** Opening Supplied records block **

PR #401, opened 2020-02-21
add code of conduct, contributing, license

mikedotexe:
Addresses: https://github.com/nearprotocol/near-wallet/issues/386
This is a request that came in a while ago, getting to it with the repos in closest reach.

I am not super familiar with this repo, but added some basics to the bottom of the README to run `./build_image.sh` but believe this could be fleshed out some more. If folks who touch this project more want to jump in on this PR that could be helpful. After running that command I got:

> Publish image to hub (y/n)? n

And said no. If we want to expand on this, that'd be great.

### DIFF
--- a/CODE_OF_CONDUCT.md
+++ b/CODE_OF_CONDUCT.md
@@ -1,0 +1,76 @@
+# Contributor Covenant Code of Conduct
+
+## Our Pledge
+
+In the interest of fostering an open and welcoming environment, we as
+contributors and maintainers pledge to making participation in our project and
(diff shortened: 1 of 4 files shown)


vgrichina:
@mikedotexe don't think anyone is actively using Docker setup at the moment

vgrichina:
@mikedotexe did you try running it locally? Generally should work our of box (connected to testnet) with `yarn start` + some tests should be runnable using `yarn test`. No Docker stuff needed to operate.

** Closing Supplied records block **

Instructions for the task: The number of lines in the data holding the string "with" is the whole answer.

Your response: 3